1
votes

Prism can create an unneeded ViewModel if you have a one-arg constructor on your view. I am trying to understand how this can be avoided, or, if I can design something to work differently. Here is what happens.

The XAML view declares ViewModelLocator.AutoWireViewModel:

mvvm:ViewModelLocator.AutoWireViewModel="True"

And the class declares two constructors:

public partial class MainWindow
{
    public MainWindow()
    {
        InitializeComponent();
    }

    public MainWindow(MainWindowViewModel viewModel)
    {
        InitializeComponent();
        DataContext = viewModel;
    }
}

There is a reason that I declare the one-arg constructor: it is because the ViewModel is serializable; and when deserialized, the view is constructed by explicitly invoking that constructor with the restored ViewModel. But the issue can happen in two ways.

First, when you invoke the one-arg constructor:

MainWindowViewModel viewModel = new MainWindowViewModel();
MainWindow window = new MainWindow(viewModel);

Then Prism constructs the view, and that invokes the ViewModelLocator from the XAML, which creates and sets a ViewModel ... And then your explicit argument is set; replacing the auto-created instance (or if you reverse the lines in the constructor, than your explicit argument is actually wiped off).

AND, perhaps unexpectedly, or perhaps by some folly in my understanding, or some other unknown design aspect, it ALSO will happen if you resolve the view from the Container --- you might do this expecting to invoke the default constructor for the view; but that in fact does not happen; and, once again you will create two ViewModels:

MainWindow window = Container.Resolve<MainWindow>();

This line of code actually begins by discovering the one-arg constructor on the View, and then RESOLVING a ViewModel and invoking that constructor ... which again triggers the XAML auto-ViewModel; and then your one-arg constructor continues to wipe off the auto-ViewModel ...

It's consuming resources; and in fact, I tripped an exception where the view was binding based on some other state that was inconsistent with the ViewModel that I was expecting to explicitly be set.

I can't see a way to defeat the auto-created instance, and so I am not seeing how to invoke a one-arg constructor around the AutoWireViewModel behavior; or, how to resolve the view from the Container and avoid two ViewModels being created.

Perhaps resolving the View from the Container is abuse if it hasn't been registered, but the one-arg constructor seems to be reasonable, and it creates two instances ...

Is there some way? [Perhaps you can customize that behavior to check for an existing DataContext and then not set it if present ... or something along those lines?]

I created a simple example on GitHub:

https://github.com/steevcoco/PrismAutoCreatesViewModelTwice

2
Why do you want to deserialize a view model? A view model does not contain anything worth serializing, it just provides data (that it gets from one or more servcies) in a format easily consumable by the view and commands for the view to bind to that change the data (through the same or different services) - Haukinger
It's possible that I'll refactor that; but it's because I have a complex tree for a DataGrid: 4 primary classes and almost 2 dozen descriptors that can update live in an editing window; and make up a dynamic data stream with view-customizing features (cell layouts, data sources, fonts, colors, behaviors). The tree simply models what the user sees. Everything is DataContext and can serialize state ... I could consider refactoring but there would be another level of abstraction and more code to handle saving view-customizing state in classes outside of the ViewModels ... Perhaps it will happen! - Steven Coco
I am struggling to find value in any of this. As Brian says below, pick one approach and use it. You are creating issues, not solving them. - R. Richards

2 Answers

2
votes

To be clear here, Prism isn't creating the ViewModel twice. You are. You do it once in the code behind with the ctor, and you do it again with the ViewModelLocator. Pick one approach and use it. There is no need to have two different ways of setting the VM on the same View.

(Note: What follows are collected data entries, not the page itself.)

PR #3466, opened 2019-11-25
Stale automarking

spookydonut:
## About The Pull Request
Autolabel prs with no activity after 7 days as stale.


psykzz:
can you also add `needs-review`, that resets after a push? bunch of PRs go stale because its waiting for something or another but if its a review we shouldn't be faulting the dev.

PR #3467, opened 2019-11-25
Welderpacks can be opened while worn

XElectricX:
## About The Pull Request

Allows for engineers/ship techs to open welderpacks when they are on their back.

## Why It's Good For The Game

The only benefit a welderpack has is a small fuel tank. Other than that it is only a satchel, but without being able to be opened like one. Welderpack being the niche storage option that it is, it should not punish you for trying to take advantage of its one purpose.

## Changelog
:cl:
balance: Welderpack can be opened while worn.
/:cl:

### DIFF
--- a/code/game/objects/items/storage/backpack.dm
+++ b/code/game/objects/items/storage/backpack.dm
@@ -672,6 +672,7 @@
 	var/max_fuel = 260
 	storage_slots = null
 	max_storage_space = 15
+	worn_accessible = TRUE
 
 /obj/item/storage/backpack/marine/engineerpack/Initialize(mapload, ...)
 	. = ..()


TiviPlus:
Dunno how a viable this is, but you could use this as a PFC to get essentially normal storage space but with added flamer fuel storage

XElectricX:
You could do that already. I certainly did. You don't need to open the backpack though to refuel your tank so this is irrelevant.

TiviPlus:
Yes, but before you would have the negative effect of it having to be taken off to access it, while with this change it'll just be a better satchel that can hold my flamer fuel at no downside. As long as you can only get the welderpack exclusively from engi vendors this shouldnt be much as a problem.

XElectricX:
Non-vendor welderpacks can only be obtained from engineering lockers. Also if someone wanted to be a ghetto pyro, this isn't a deal-breaker. Again, you don't have to open the pack to refuel so in a combat situation it does not matter. The only uses for the welderpack are engineer-type roles and maybe the odd marine who is intent on using it for flamethrowers. Having to take off a satchel just to look in it is tedious.

TiviPlus:
If they're only obtainable from engi lockers/vendors everythings fine, but either way I meant that with this change there is no downside to using the welderpack as opposed to the satchel

XElectricX:
You are correct, there is no downside. But at the same time, the upside is just a portable fuel tank. I wouldn't say it is a huge advantage, just means you don't have to go back to base as often for welding. In the field, you're not going to be welding that much either. Most welding fuel is spent repairing defenses, and there is likely already a portable tank at the FOB (the one that is white and holds 600 units). And props to anyone if they want to be creative and use it for flamethrowing purposes. Emergent gameplay is great like that.

PR #3468, opened 2019-11-25
Revert "Grenade launcher and similar shoot through MMB or shift+click, instead of ctrl+click"

spookydonut:
Reverts tgstation/TerraGov-Marine-Corps#3413

Complaints have been raised from people who don't have middle mouse buttons.


Rohesie:
People have never complained about xeno abilities and MMB before. Why would they complain about grenade launchers now?

spookydonut:
> 
> 
> People have never complained about xeno abilities and MMB before. Why would they complain about grenade launchers now?

someone complained so i made this for them.

Rohesie:
That's fair. Just tell them to make use of the verb and toggle it, as it's not a real issue.

PR #3469, opened 2019-11-26
Adds a bunch of feedback vars

psykzz:
## About The Pull Request

This mimics the current round statistics to ensure the stats are saved in the database.

## Why It's Good For The Game

Working on that statbus

## Screens
image


Hughgent:
This is it. This is the thing I always wanted yet was unable to do.

code/controllers/subsystem/blackbox.dm
```diff
@@ -174,3 +174,59 @@ SUBSYSTEM_DEF(blackbox)
 	key_type = new_key_type
 	version = new_version
 	json = list()
+
+
+/datum/controller/subsystem/blackbox/proc/ReportDeath(mob/living/L)
+	set waitfor = FALSE
+	if(sealed)
+		return
+	if(!L || !L.key || !L.mind)
```
Rohesie:
```suggestion
	if(!L?.key || !L.mind)
```

spookydonut:
Do we actually have database access?

code/controllers/subsystem/blackbox.dm
```diff
@@ -174,3 +174,59 @@ SUBSYSTEM_DEF(blackbox)
...
 	json = list()
+
+
+/datum/controller/subsystem/blackbox/proc/ReportDeath(mob/living/L)
+	set waitfor = FALSE
+	if(sealed)
+		return
+	if(!L?.key || !L.mind)
+		return
+	var/sqlname = L.real_name
```
Rohesie:
```suggestion
	var/sqlname = sanitizeSQL(L.real_name)
```
And so on. No need to define the vars before the connect check, right?

psykzz: I was thinking about that, but i assume its because they want the check as late as possible?

PR #3471, opened 2019-11-26
Requisitions Defines

InterroLouis:
Basically I've taken all the defines for the crate costs, and converted them to plain numbers for ease of reading. I'm leaving the defines in at the top here-just so it's easier to see that I haven't made any changes to what things cost. 

## Why It's Good For The Game

It's not. It's also not bad. It's simply a code thing.

## Changelog
:cl:
code: Supplypacks uses plain numbers now.
/:cl:

### DIFF
--- a/code/datums/supplypacks.dm
+++ b/code/datums/supplypacks.dm
@@ -59,7 +59,7 @@ OPERATIONS
 					/obj/item/clothing/mask/gas/swat,
 					/obj/item/clothing/tie/storage/black_vest
 					)
-	cost = RO_PRICE_NORMAL
+	cost = 40
 	containertype = /obj/structure/closet/crate
 	containername = "\improper spec ops crate"
 	group = "Operations"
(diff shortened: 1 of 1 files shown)


jroinc:
Thank you so much.

You're a true hero.

Rohesie:
Do remove the defines as well, and try not to change any values without adding it to the changelog.

InterroLouis:
I was careful not to change any numbers from what they were. They're all the same, otherwise would be out of the scope of this PR. No, I did not try and sneak grenade cost changes into this.

spookydonut:
Just use a reasonable editor that lets you show define values rather than making this into an unmanageable mess
image

InterroLouis:
Did I mention it makes it easier to change specific numbers for balance purposes? Maybe I should have led with that, so you wouldn't arbitrarily close my PR because of your better code reading tools.

PR #3473, opened 2019-11-26
Buff light armor and harness, slightly nerf heavy

XElectricX:
## About The Pull Request

Light armor has become useless because all other armors provide better protection while still being slower than harness. Perhaps it will do better if it had a specialization. Bio and acid protections were increased to be more sturdy against neurotoxin and acid. No other armor serves that kind of role yet, and it makes sense for light armor to serve that role. Neurotoxin is a death sentence for speed-oriented marines as it affects stamina. Spitter acid can quickly build up burn damage and considerably slow down an unarmored marine over time from burns. A player will not be expected to 1v1 a crusher or ravager with light armor, but they will not be severely hampered by neurotoxin or acid burn like other armors. Lowered heavy and integrated storage bio and acid armor values to allow light armor to shine in that role, since they already provide high melee and bullet armor. With them being slow, it is also not as bad if they take stamina damage (until the player falls over).

Also removed the equip delay for harnesses because they are pitiful as armor and have no slowdown, so there is no reason to quick un/equip in order to move faster.

## Why It's Good For The Game

Light armor is a meme because it is not very good at being armor compared to the others. Instead of raising melee armor, which would result in powercreep, better to give it bio and acid resistances so that it won't be crippled by ranged castes. Not as fast as harness, but will keep you running for longer when attacked by toxin/acid.

## Changelog
:cl:
balance: Light armor becomes anti-acid/toxin. Heavy and IS have less resistance.
tweak: Harness no longer has an un/equip delay.
/:cl:

### DIFF
--- a/code/modules/clothing/suits/marine_armor.dm
+++ b/code/modules/clothing/suits/marine_armor.dm
@@ -98,14 +98,14 @@
 	name = "\improper M3-H pattern marine armor"
 	desc = "A standard Marine M3 Heavy Build Pattern Chestplate. Increased protection at the cost of slowdown."
 	icon_state = "1"
-	armor = list("melee" = 65, "bullet" = 70, "laser" = 60, "energy" = 30, "bomb" = 60, "bio" = 50, "rad" = 20, "fire" = 50, "acid" = 50)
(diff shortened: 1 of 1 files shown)


Pariah919:
The problem isn't protection. It's bump melee and stamina.

Kuro-ai:
Why are you nerfing heavy armor to buff light armor?this doesn't solve the issue and has a unecessary nerf to a balanced item

PR #3484, opened 2019-11-28
Adds an admin approval proc

psykzz:
## About The Pull Request
Adds an admin approval proc, basically expanding on the idea of how the distress call is handled.

## Why It's Good For The Game
This allows things to happen while admins are offline, but when online allows admins to gate certain activities as required.

### DIFF
--- a/code/__HELPERS/admin.dm
+++ b/code/__HELPERS/admin.dm
@@ -1,0 +1,57 @@
+GLOBAL_LIST_INIT(admin_approvals, list())
+
+/*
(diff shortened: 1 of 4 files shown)


spookydonut:
Cool idea, you could make it use a signal/callback to work generically and slap it on everything

Rohesie:
Would you say this is the finished version, at least for now, or do you intend to do the suggested changes?

psykzz:
Would personally continue for now and add signals as another proc or update.

I want this to be the admin version of do_after, unless we want to convert
those to signals too I'd continue as we are.

PR #3486, opened 2019-11-29
Underbarrel Flashlights

David-Stormwell:
## About The Pull Request

Adds in Underbarrel Flashlights!
You can now feel like a tacticool operator with Underbarrel Lights on I think every gun expect for 1 or 2! Also, you can use a wrench on a normal flashlight to make it into a UBL/ Underbarrel Light!
Also a few guns like the Lever-action rifle and the Double-barrel shotgun can now accept rail or underbarrel lights!

## Why It's Good For The Game

How do we have a "Rail Flashlight" yet not a Under-Rail light?
Also more survivor guns have the ability to have lights now.

## Changelog
:cl:
add: Adds in Under-Barrel/Rail Lights! 
balance: Adds more lights to all the guns!
/:cl:


code/game/objects/items/flashlight.dm
```diff
@@ -69,7 +70,26 @@
...
+			return
+
+		if(on)
+			to_chat(user, "<span class='warning'>Turn off [src] first.</span>")
+			return
+
+		if(loc == user)
+			user.dropItemToGround(src) //This part is important to make sure our light sources update, as it calls dropped()
 
+		var/obj/item/attachable/underbarrel_light/A = new(loc)
```
Rohesie:
```suggestion
		var/obj/item/attachable/underbarrel_light/modified_light = new(loc)
```
More informing names than`A`

code/game/objects/items/flashlight.dm
```diff
@@ -69,7 +70,26 @@
...
+		user.put_in_hands(A) //This proc tries right, left, then drops it all-in-one.
+		to_chat(user, "<span class='notice'>You modify [src]. It can now be mounted on a weapon.</span>")
```
Rohesie:
```suggestion
		to_chat(user, "<span class='notice'>You modify [src]. It can now be mounted on a weapon.<br>Use a wrench on [modified_light] to change it back.</span>")
```
You can call the proc a single time using `<br>` (line break) to add a new line.

code/game/objects/items/flashlight.dm
```diff
@@ -11,6 +11,7 @@
 	actions_types = list(/datum/action/item_action)
 	var/on = FALSE
 	var/brightness_on = 5 //luminosity when on
+	var/underbarrel_light_compatible = TRUE //Can this be turned into a underbarrel light ?
```
Rohesie: Make it `FALSE` by default, and only add it to the ones that can.
Alternatively make it a flag, poke me on discord if you want to know how. If not, that's fine.

Rohesie:
This will cause issues in its interaction with the rail flashlight, so you'll need o either refactor the gun/light code a little or do a safety check to make both incompatible.

jroinc:
Balance concerns as well.

If I put a raillight/griplight on my primary, a beltgun, and if I have 2 flashlights and armor light, I THINK that'll light up all of the screen.

adamkad1:
> Balance concerns as well.
> 
> If I put a raillight/griplight on my primary, a beltgun, and if I have 2 flashlights and armor light, I THINK that'll light up all of the screen.

thats a lot of slots you are sacrificing

Kuro-ai:
> Balance concerns as well.
> 
> If I put a raillight/griplight on my primary, a beltgun, and if I have 2 flashlights and armor light, I THINK that'll light up all of the screen.

but then you'll sacrifice undergrip and upper rail slots (the only 2 slots current guns have for the most part)you'll sacrifice all your armor storage unless it's IS and you'll sacrifice a belt slot,I think this is balanced

code/game/objects/items/flashlight.dm
David-Stormwell: I don't think I can, as I only want the flashlight itself to be true, and all the children are already false, and how would I set the flashlight back to true even though it's false?

David-Stormwell:
I'll be doing this on a later date.

PR #3502, opened 2019-12-01
Buffs Xenos upgrade/evolution times

Kuro-ai:
## About The Pull Request

Reduces evolution and upgrade times for all xenos across the board

## Why It's Good For The Game

A buff for xenos so they hopefully have a better chance against marines,this reduces all the boring wait times and elevator gameplay that makes xeno so infuriating to play as,since my stat changes to xenos made maturities not crazy jumps in stats this will be balanced.
## Changelog
:cl:
Balance: Reduced all xeno evolution and upgrade timers across the board
/:cl:

### DIFF
--- a/code/modules/mob/living/carbon/xenomorph/castes/larva/larva.dm
+++ b/code/modules/mob/living/carbon/xenomorph/castes/larva/larva.dm
@@ -3,7 +3,7 @@
 	speak_emote = list("hisses")
 	icon_state = "Bloody Larva"
 	amount_grown = 0
-	max_grown = 100
+	max_grown = 10
 	maxHealth = 35
 	health = 35
 	see_in_dark = 8
--- a/code/modules/mob/living/carbon/xenomorph/castes/larva/larva.dm
+++ b/code/modules/mob/living/carbon/xenomorph/castes/larva/larva.dm
@@ -56,9 +56,9 @@
 	var/progress = "" //Naming convention, three different names
 
 	switch(amount_grown)
-		if(0 to 49) //We're still bloody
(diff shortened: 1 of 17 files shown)


tgstation-server:
You currently have a negative Fix/Feature pull request delta of -4. Maintainers may close this PR at will. Fixing issues or improving the codebase will improve this score.

code/modules/mob/living/carbon/xenomorph/castes/larva/larva.dm
```diff
@@ -3,7 +3,7 @@
 	speak_emote = list("hisses")
 	icon_state = "Bloody Larva"
 	amount_grown = 0
-	max_grown = 100
+	max_grown = 10
```
Rohesie: Increase this a bit. 10 is almost instant.

code/modules/mob/living/carbon/xenomorph/castes/larva/larva.dm
```diff
@@ -56,9 +56,9 @@
 	var/progress = "" //Naming convention, three different names
 
 	switch(amount_grown)
-		if(0 to 49) //We're still bloody
+		if(0 to 5) //We're still bloody
 			progress = "Bloody "
-		if(100 to INFINITY)
+		if(6 to INFINITY)
 			progress = "Mature "
```
Rohesie: Instead of `amount_grown` with hardcoded values, do a new ratio variable, something like this:
`var/growth_progress = (amount_grown * 100) / max_grown`
Then you can just do a the switch using the percentage, and if you change the values it will be fine.

PR #3505, opened 2019-12-03
Shield component

Rohesie:
## Changelog
:cl:
add: Riot shields now absorb damage until they are destroyed. Component made which allows for new kinds of shields, abstract or concrete.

You should read up on containers and how they work. That will help your understanding of what is going on here. Every thing is working exactly as it should.

0
votes

Well, for what it's worth, I have actually implemented a custom ViewModelLocator that works around this behavior. It is somewhat crude: it simply first checks if the current DataContext is non-null; and if so, the AutoWire will not create or set a Viewmodel.

I have updated the code in the repository for anyone interested.